START PROVIDED DATA
PR #10360, opened 2025-07-16
fix(1-3928): prevent overwriting existing values in instance store

thomasheartman:
Fixes a bug in the instance store where insert and bulkUpsert would overwrite existing properties if there was a row there already. Now it'll ignore any properties that are undefined.

The implementation is lifted directly from `src/lib/db/client-applications-store.ts` (line 107 atm).

Additionally, I've renamed the `insert` method to `upsert` to make it clearer what it does (and because we already have `bulkUpsert`). The method seems to only be used in tests, anyway. I do not anticipate any changes to be required in enterprise (I've checked).

## Discussion points:

This implementation uses `delete` to remove properties from the object. Why didn't I do it some other way? Two main reasons:
1. We've had this implementation for 4 years in the client applications store. If there were serious issues with it, we'd probably know by know. (Probably.)
2. The only way I can think of without deleting, would be to use `Object.fromEntries` and `Object.toEntries` and either map or reduce. That'll double the amount of property iterations we'll need to do.

So naively, this strikes me as being more efficient. If you know better solutions, I will of course be happy to take them. If not, I'd like to leave this as is and then change it if we see that it's causing issues.

### DIFF
--- a/src/lib/db/client-instance-store.ts
+++ b/src/lib/db/client-instance-store.ts
@@ -33,7 +33,7 @@ const mapRow = (row): IClientInstance => ({
 });
 
 const mapToDb = (client: INewClientInstance) => {
-    const mapped = {
+    const temp = {
         app_name: client.appName,
         instance_id: client.instanceId,
         sdk_version: client.sdkVersion,
@@ -43,14 +43,14 @@ const mapToDb = (client: INewClientInstance) => {
         environment: client.environment,
     };
 
-    Object.keys(mapped).forEach((k) => {
-        if (mapped[k] === undefined) {
-            // not using !temp[k] to allow false and null values to get through
-            delete mapped[k];
+    const result = {};
+    for (const [key, value] of Object.entries(temp)) {
+        if (value !== undefined) {
+            result[key] = value;
         }
-    });
+    }
 
-    return mapped;
+    return result;
 };
 
 export default class ClientInstanceStore implements IClientInstanceStore {


src/lib/db/client-instance-store.ts
```diff
@@ -21,25 +21,37 @@ const COLUMNS = [
 ];
 const TABLE = 'client_instances';
 
-const mapRow = (row) => ({
+const mapRow = (row): IClientInstance => ({
     appName: row.app_name,
     instanceId: row.instance_id,
     sdkVersion: row.sdk_version,
+    sdkType: row.sdk_type,
```
thomasheartman, line 28: I'm pretty sure this is a safe change. As far as I can tell, this type is only used directly in the instance-service, which always remaps properties before propagating it. I do not think we'll suddenly start exposing the sdkType property through an API. (and even if we did, this ain't exactly the client/features api)

src/lib/db/client-instance-store.ts
```diff
@@ -21,25 +21,37 @@ const COLUMNS = [
...
+        last_seen: client.lastSeen || 'now()',
+        environment: client.environment,
+    };
+
+    Object.keys(mapped).forEach((k) => {
+        if (mapped[k] === undefined) {
+            // not using !temp[k] to allow false and null values to get through
+            delete mapped[k];
+        }
+    });
```
thomasheartman: This is the bit of lifted code that makes everything just work

src/test/e2e/stores/client-instance-store.e2e.test.ts
```diff
@@ -0,0 +1,60 @@
...
+import getLogger from '../../fixtures/no-logger.js';
+import type {
+    IClientInstanceStore,
+    IUnleashStores,
+} from '../../../lib/types/index.js';
+import type { INewClientInstance } from '../../../lib/types/stores/client-instance-store.js';
+
+let db: ITestDb;
+let stores: IUnleashStores;
+let clientInstanceStore: IClientInstanceStore;
```
thomasheartman, line 12: The tests are based on (and placed based on) `src/test/e2e/stores/client-application-store.e2e.test.ts`. I don't think this is the right time to start moving this store into a feature-based architecture.

src/lib/db/client-instance-store.ts
kwasniew: JS engines don't like delete. I'd rather do `Object.fromEntries(
    Object.entries(mapped).filter(([_, v]) => v !== undefined)
);`

thomasheartman: Handled in 840849a70bcfc92c2f0d136fefa8e4bb8df46000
END PROVIDED DATA
YOUR OBJECTIVE
One exact transcript of the whole listing is the expected answer.

WORKED SOLUTION
PR #10360, opened 2025-07-16
fix(1-3928): prevent overwriting existing values in instance store

thomasheartman:
Fixes a bug in the instance store where insert and bulkUpsert would overwrite existing properties if there was a row there already. Now it'll ignore any properties that are undefined.

The implementation is lifted directly from `src/lib/db/client-applications-store.ts` (line 107 atm).

Additionally, I've renamed the `insert` method to `upsert` to make it clearer what it does (and because we already have `bulkUpsert`). The method seems to only be used in tests, anyway. I do not anticipate any changes to be required in enterprise (I've checked).

## Discussion points:

This implementation uses `delete` to remove properties from the object. Why didn't I do it some other way? Two main reasons:
1. We've had this implementation for 4 years in the client applications store. If there were serious issues with it, we'd probably know by know. (Probably.)
2. The only way I can think of without deleting, would be to use `Object.fromEntries` and `Object.toEntries` and either map or reduce. That'll double the amount of property iterations we'll need to do.

So naively, this strikes me as being more efficient. If you know better solutions, I will of course be happy to take them. If not, I'd like to leave this as is and then change it if we see that it's causing issues.

### DIFF
--- a/src/lib/db/client-instance-store.ts
+++ b/src/lib/db/client-instance-store.ts
@@ -33,7 +33,7 @@ const mapRow = (row): IClientInstance => ({
 });
 
 const mapToDb = (client: INewClientInstance) => {
-    const mapped = {
+    const temp = {
         app_name: client.appName,
         instance_id: client.instanceId,
         sdk_version: client.sdkVersion,
@@ -43,14 +43,14 @@ const mapToDb = (client: INewClientInstance) => {
         environment: client.environment,
     };
 
-    Object.keys(mapped).forEach((k) => {
-        if (mapped[k] === undefined) {
-            // not using !temp[k] to allow false and null values to get through
-            delete mapped[k];
+    const result = {};
+    for (const [key, value] of Object.entries(temp)) {
+        if (value !== undefined) {
+            result[key] = value;
         }
-    });
+    }
 
-    return mapped;
+    return result;
 };
 
 export default class ClientInstanceStore implements IClientInstanceStore {


src/lib/db/client-instance-store.ts
```diff
@@ -21,25 +21,37 @@ const COLUMNS = [
 ];
 const TABLE = 'client_instances';
 
-const mapRow = (row) => ({
+const mapRow = (row): IClientInstance => ({
     appName: row.app_name,
     instanceId: row.instance_id,
     sdkVersion: row.sdk_version,
+    sdkType: row.sdk_type,
```
thomasheartman, line 28: I'm pretty sure this is a safe change. As far as I can tell, this type is only used directly in the instance-service, which always remaps properties before propagating it. I do not think we'll suddenly start exposing the sdkType property through an API. (and even if we did, this ain't exactly the client/features api)

src/lib/db/client-instance-store.ts
```diff
@@ -21,25 +21,37 @@ const COLUMNS = [
...
+        last_seen: client.lastSeen || 'now()',
+        environment: client.environment,
+    };
+
+    Object.keys(mapped).forEach((k) => {
+        if (mapped[k] === undefined) {
+            // not using !temp[k] to allow false and null values to get through
+            delete mapped[k];
+        }
+    });
```
thomasheartman: This is the bit of lifted code that makes everything just work

src/test/e2e/stores/client-instance-store.e2e.test.ts
```diff
@@ -0,0 +1,60 @@
...
+import getLogger from '../../fixtures/no-logger.js';
+import type {
+    IClientInstanceStore,
+    IUnleashStores,
+} from '../../../lib/types/index.js';
+import type { INewClientInstance } from '../../../lib/types/stores/client-instance-store.js';
+
+let db: ITestDb;
+let stores: IUnleashStores;
+let clientInstanceStore: IClientInstanceStore;
```
thomasheartman, line 12: The tests are based on (and placed based on) `src/test/e2e/stores/client-application-store.e2e.test.ts`. I don't think this is the right time to start moving this store into a feature-based architecture.

src/lib/db/client-instance-store.ts
kwasniew: JS engines don't like delete. I'd rather do `Object.fromEntries(
    Object.entries(mapped).filter(([_, v]) => v !== undefined)
);`

thomasheartman: Handled in 840849a70bcfc92c2f0d136fefa8e4bb8df46000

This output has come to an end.